BEGIN Data for this exercise
PR #966, opened 2026-05-01
Feat/temporal axis prefetch

JohannesLichtenberger:


JohannesLichtenberger:
Companion Brackit PR: sirixdb/brackit#95 widens \`Duration.days\` from \`short\` to \`int\` to fix a silent 89-year truncation in \`xs:dateTime\` subtraction. Recommended merge order:

1. Merge sirixdb/brackit#95.
2. Bump the Brackit dependency in this repo (or just re-install \`1.0-SNAPSHOT\` locally for CI).
3. Merge this PR.

Sirix-side impact is zero — no consumer here calls \`Duration.getDays()\` directly, so the return-type widening is source-compatible. Bitemporal & query integration tests pass against the new Brackit jar locally.

The full invariant set for this PR — including the Brackit arithmetic Inv 1.1 – 1.5 — is documented in \`docs/formal-verification.md\` with proof sketches and per-invariant test references. Property tests at 10 000 iterations each cover \`DTD\` / \`YMD\` add-subtract round-trips and \`dateTime\` subtract over a ±359-year span (post-widening: exact; pre-widening: would have wrapped silently on most iterations).

PR #1021, opened 2026-06-09
perf: fix node-history and query latency (event-loop blocking + uncached history)

JohannesLichtenberger:
## Summary

Fixes two user-visible latency problems in the GUI/REST path: **node history is slow** and **queries feel slow** — three root causes, each verified against the code:

### 1. `perf(core)`: history was O(revisions) full-trx opens, every call
`getHistory*` opened a **full `NodeReadOnlyTrx` per revision on every call** just to read four fields (revision, timestamp, author, message) off the `RevisionRootPage` — and re-did all of it on each subsequent call.

- **Session-scoped `revision → RevisionInfo` cache**: committed revisions are immutable, so entries never need invalidation. Repeated history calls only pay I/O for revisions committed since the last call. Loop bounds still come from `getMostRecentRevisionNumber()`, so new commits always appear.
- **Cache misses read via `StorageEngineReader`** instead of `beginNodeReadOnlyTrx` — credentials + timestamp live on the `RevisionRootPage`; the node-cursor machinery was pure overhead.

### 2. `perf(rest-api)`: blocking work ran ON the Vert.x event loop
- `HistoryHandler` ran the database open + per-revision retrieval + JSON assembly inside `withContext(vertx.dispatcher())` — **on the event loop**, unlike every other handler. A slow history request stalled the loop and queued **every concurrent request** behind it (including query-editor calls) — making everything feel slow, not just history.
- `AbstractGetHandler` had the same bug one level down: query evaluation/serialization already offload via `executeBlocking`, but the database open, resource-session open and revision(-timestamp) resolution ran on the event loop.

Both now run on `Dispatchers.IO` (the codebase's established pattern); responses are written back on the Vert.x context.

## Test evidence (local)
- New test `testGetHistoryIsStableAcrossCallsAndSeesNewCommits` — guards the two semantics the cache must preserve (identical metadata across calls; **new commits visible after a cached call**; bounded calls still ordered).
- `JsonMultiRevisionTest` 15/15 (incl. existing `getHistory` assertions), `UpdateTest` 40/40, `AllTimeAxisTest` 3/3, `PrefetchedAllTimeAxisTest` 5/5, `PastAxisTest` 4/4 — 0 failures.
- `sirix-core` + `sirix-rest-api` compile clean.

### DIFF
--- a/bundles/sirix-core/src/main/java/io/sirix/access/trx/node/AbstractResourceSession.java
+++ b/bundles/sirix-core/src/main/java/io/sirix/access/trx/node/AbstractResourceSession.java
@@ -107,6 +107,15 @@ public abstract class AbstractResourceSession<R extends NodeReadOnlyTrx & NodeCu
   final ConcurrentMap<Integer, StorageEngineWriter> storageEngineWriterMap;
 
   /**
+   * Cache of revision → {@link RevisionInfo} (author, timestamp, commit message). A committed
+   * revision is immutable, so an entry never has to be invalidated for the lifetime of this
+   * session; repeated history calls (the REST {@code /history} endpoint, GUIs polling the
+   * revision list) only pay I/O for revisions committed since the last call instead of
+   * re-reading every {@code RevisionRootPage} each time.
+   */
+  private final ConcurrentMap<Integer, RevisionInfo> revisionInfoCache = new ConcurrentHashMap<>();
+
+  /**
    * Lock for blocking the commit.
    */
   private final Lock commitLock;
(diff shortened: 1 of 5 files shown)


JohannesLichtenberger:
Measured the core change with a local timing harness (100 revisions, warm FS — ratios are the story; a cold small box amplifies the absolute values):

| path | time |
|---|---:|
| old: full `NodeReadOnlyTrx` per revision (cost paid on **every** call) | 9.87 ms |
| new: `StorageEngineReader` per revision | 2.61 ms (3.8×) |
| new: `getHistory()` first call (parallel + cache fill) | 3.41 ms |
| new: `getHistory()` **cached** (steady state — what a polling GUI hits) | **0.09 ms (~110×)** |

Plus the event-loop fix means a history request no longer adds its latency to every concurrent request on the same event loop.

PR #1030, opened 2026-06-12
Fix HOT projection storage: grow-overwrite corruption and insert-failed-after-split

JohannesLichtenberger:
## Problem

Persisting projection-index leaves with grown payloads (e.g. a 3-column projection rebuilt to 6 columns at the same slot ids) failed with `Projection HOT chunk insert failed after split` — and worse, several variants corrupted data silently. HOT value chunking itself is by design (versioning granularity + storage economy: only changed chunks rewrite across revisions) and is fully preserved.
END Data for this exercise
◆ Work to be completed ◆
Exactly as written, repeat each line from the beginning of the data above to the line containing "3. Merge this PR.", inclusive.

◆ Response to the exercise ◆
PR #966, opened 2026-05-01
Feat/temporal axis prefetch

JohannesLichtenberger:


JohannesLichtenberger:
Companion Brackit PR: sirixdb/brackit#95 widens \`Duration.days\` from \`short\` to \`int\` to fix a silent 89-year truncation in \`xs:dateTime\` subtraction. Recommended merge order:

1. Merge sirixdb/brackit#95.
2. Bump the Brackit dependency in this repo (or just re-install \`1.0-SNAPSHOT\` locally for CI).
3. Merge this PR.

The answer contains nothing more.